Кузьма сначала за ним шел, потом остановился. Солнце ему в глаза бьет. Заслонился он рукой, и перед ним как бы видение. Там у них за домом сразу поле начинается, а на краю поля школа кирпичная в один этаж, с большими окнами. Школа давно пустая, туда и не ходит никто. А тут Кузьма видит — у школы в тенечке стол вынесен. За столом люди сидят, чай распивают в прохладе. Господа какие-то серьезные, человек пять. Перед ними самовар, чашки, сахар на блюдце. Одеты все хорошо, костюмы дорогие, на пальцах перстни. Папиросами дорогими дымят. Слуга тут же — сливки подает. Слышит Кузьма, речь у них вроде русская, понять можно, только отдельные слова незнакомые, не разберешь. Кузьма сразу картинку в календаре вспомнил.

— Да что же это такое? — шепчет. — Царство небесное, что ли? Прямо под окнами? Откуда они здесь взялись?

И так Кузьме хорошо здесь: воздух свежий, тишина, птички поют. Казалось, он только подошел, минута, может, всего и прошла — а на самом деле день уже к вечеру, а он все стоит. Вот какое это место. Рядом с ним Сеня-босоножка поклоны до земли бьет:

— Князьям великим... Роду царскому... Милости просим...

— Ты что? — говорит Кузьма. — Вот дурень блаженный! Какие князья? В нашем-то городе? Откуда им здесь взяться?

А Сеня опять:

— Родственникам императорским... Добро пожаловать...

И тут человек какой-то из школы выходит. Пояс на нем белый, на поясе кобура такого громадного размера, какого Кузьма никогда не видел. Через плечо винтовка, тоже на белом ремне, на боку сабля. Сам весь гранатами увешан. Вынул он револьвер из кобуры и грозит:

— Ступайте отсюда!

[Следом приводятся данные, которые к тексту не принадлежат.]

PR #429, opened 2020-01-09
:bug: (edxec) add edxec to eugene/development apps list

madmatah:
## Purpose

Can't deploy edxec on eugene/development because the app is unknown.

## Proposal

Add edxec too eugene/development apps list

### DIFF
--- a/CHANGELOG.md
+++ b/CHANGELOG.md
@@ -8,6 +8,10 @@ Versioning](http://semver.org/spec/v2.0.0.html).
 
 ## Unreleased
 
+### Fixed
+
+- Add edxec to eugene/development apps list
+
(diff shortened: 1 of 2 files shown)


jmaupetit (approved):
The emoji in your commit title is not a unicode character but an emoji code.

madmatah:
> The emoji in your commit title is not a unicode character but an emoji code.

It's still the case now ?
In my first commit I put `:bug:` instead of the unicode character, but I fixed it and force pushed.

jmaupetit:
Looks like it's fixed! This is the PR title that misconducted me to this conclusion. Sorry for the noise.

:ship: it!

PR #432, opened 2020-01-11
✨(edxapp) create required directories in volumes and release Arnold 4.6.0

sampaccoud:
## Purpose

Some directories must pre-exist inside edxapp's volumes for the code to work. 

## Proposal

We propose to add a job that takes care of this on the basis of a variable listing all such required directories. The list of directories can thus be overriden for each project.


apps/edxapp/templates/services/cms/job_01_create_directories.yml.j2
```diff
@@ -0,0 +1,47 @@
...
+    spec:
+      containers:
+        - name: edxapp-cms-create-directories-{{ job_stamp }}
+          # We point to a local registry image build for this "live" image (see
+          # ImageStream and BuildConfig templates)
+          image: "{{ internal_docker_registry }}/{{ project_name }}/{{ image_name('cms', edxapp_image_tag, edxapp_theme_tag) }}"
+          command:
+            - "bash"
+            - "-c"
+            - {% for path in required_directories %}(mkdir {{ path }} || true) && {% endfor %}echo "✅"
```
jmaupetit: You should use `-p` in case of nested, deep paths and it always returns a success exit code.
```suggestion
            - {% for path in required_directories %}mkdir -p {{ path }} && {% endfor %}echo "✅"
```

apps/edxapp/templates/services/cms/job_01_create_directories.yml.j2
```diff
@@ -0,0 +1,47 @@
...
+              name: edxapp-v-media
+            - mountPath: /edx/app/edxapp/data
+              name: edxapp-v-data
+      volumes:
+        - name: edxapp-v-media
+          persistentVolumeClaim:
+            claimName: edxapp-pvc-media
+        - name: edxapp-v-data
+          persistentVolumeClaim:
+            claimName: edxapp-pvc-data
```
jmaupetit, line 58: I think we should mount all available volumes here?

apps/edxapp/templates/services/cms/job_01_create_directories.yml.j2
sampaccoud: :medal_sports:

apps/edxapp/templates/services/cms/job_01_create_directories.yml.j2
sampaccoud: you're right I mounted what I needed but since required directories= is configurable we should mount all.

apps/edxapp/vars/all/main.yml
```diff
@@ -72,6 +72,8 @@ edxapp_export_volume_size: 100Mi
 
 # -- volume names
 edxapp_export_volume_path: /edx/var/edxapp/export
+required_directories:
```
jmaupetit: Should be prefixed by the app name?
```suggestion
edxapp_required_directories:
```

sampaccoud: oh yes! So obvious I couldn't see it ^^

jmaupetit (approved):

PR #435, opened 2020-01-14
🐛(playbook) improve delete_previous playbook behaviour on k8s api fai…

madmatah:
## Purpose

The delete_previous playbook fails with an unclear error message if the kubernetes API is not responding :
```
fatal: [local]: FAILED! => {"msg": "The conditional check '( remaining_objects.resources | length ) == 0' failed. The error was: error while evaluating conditional (( remaining_objects.resources | length ) == 0): 'dict object' has no attribute 'resources'"}
```

## Proposal

Fix the retry loop condition in `delete_app_objects_kind.yml`

### DIFF
--- a/CHANGELOG.md
+++ b/CHANGELOG.md
@@ -11,6 +11,7 @@ Versioning](http://semver.org/spec/v2.0.0.html).
 ### Fixed
 
 - Avoid downtime during a switch or rollback
+- Improve `delete_previous` playbook behavior on k8s api failure
 
 ## [4.6.0] - 2020-01-13
 
--- a/tasks/delete_app_objects_kind.yml
+++ b/tasks/delete_app_objects_kind.yml
@@ -29,6 +29,6 @@
       - app={{ app.name }}
       - deployment_stamp={{ targeted_deployment_stamp }}
   register: remaining_objects
-  until: ( remaining_objects.resources | length ) == 0
+  until: remaining_objects.failed == True or ( remaining_objects.resources | length ) == 0
   retries: 120
   delay: 5


CHANGELOG.md
```diff
@@ -11,6 +11,7 @@ Versioning](http://semver.org/spec/v2.0.0.html).
 ### Fixed
 
 - Avoid downtime during a switch or rollback
+- Improve delete_previous playbook behaviour on k8s api failure
```
```suggestion
- Improve `delete_previous` playbook behavior on k8s api failure
```

tasks/delete_app_objects_kind.yml
```diff
@@ -29,6 +29,6 @@
       - app={{ app.name }}
       - deployment_stamp={{ targeted_deployment_stamp }}
   register: remaining_objects
-  until: ( remaining_objects.resources | length ) == 0
+  until: remaining_objects.failed == True or ( remaining_objects.resources | length ) == 0
```
jmaupetit, line 32: I am pretty sure this works, but I cannot find in Ansible's documentation a reference to this `failed` attribute for registered variables. Maybe this is not documented and you find it out by inspecting this variable upon failure... :man_shrugging:

madmatah: I found this in Ansible's documentation about [common return values](https://docs.ansible.com/ansible/latest/reference_appendices/common_return_values.html#failed).

CHANGELOG.md
madmatah: thanks

jmaupetit (approved):

tasks/delete_app_objects_kind.yml
jmaupetit, line 32: Something more pythonic to ensure `.failed` is a boolean and not the result of a comparison would be:

```suggestion
  until: remaining_objects.failed is True or ( remaining_objects.resources | length ) == 0
```

madmatah: I would like to be a better :snake: , but It gives me the following error : 

```
fatal: [local]: FAILED! => {"msg": "The conditional check 'remaining_objects.failed is True or ( remaining_objects.resources | length ) == 0' failed. The error was: template error while templating string: no test named 'True'. String: {% if remaining_objects.failed is True or ( remaining_objects.resources | length ) == 0 %} True {% else %} False {% endif %}"}
```

jmaupetit: Have you tried a lower case `true`?

madmatah: Yes, same error in lower case

sampaccoud: Maybe it is not a Python expression but Jinja?

jmaupetit: You are right: true is not a builtin test.
https://jinja.palletsprojects.com/en/2.10.x/templates/#list-of-builtin-tests

jmaupetit: Forget it.

Issue #112, opened 2018-08-30
Consider making statics volume persistant only for the stack lifetime


jmaupetit:
## Purpose

At the time of writing, static files are stored in a persistent volume (PVC) that is common to all stacks from an application for a particular customer / environment (OpenShift project). With a blue/green deployment strategy in mind, this may cause version conflicts when deploying a new release of our static files.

Не положено здесь!

Ночью Кузьма не спал, еле утра дождался. А как рассвело, опять к школе. Подходит и видит такую картину. По двору расхаживает вчерашний караульный с винтовкой и саблей. Перед ним в шеренгу господа, которых Сеня родственниками царскими называл. Первый — невысокий старик, лицо сердитое. Может, на самом деле он и не старик вовсе, но Кузьме он тогда стариком показался. “Генерал, наверное, — думает Кузьма. — Мундир только дома оставил”. За ним — еще трое, помоложе, а последний совсем молоденький, наверное, немного старше Кузьмы. “Точно как в календаре”, — снова вспомнил Кузьма. Караульный остановился перед одним из молодых, а тот руку ему протягивает:

— Здорово, стрелок!

Только караульный руки не подает, за спину прячет.

— Я не стрелок. Я — товарищ.

Походил он еще немного, потом снова остановился.

— По-человечески вас понять можно. То все у вас было, а теперь — ничего... Вам, как великим князьям, обидно...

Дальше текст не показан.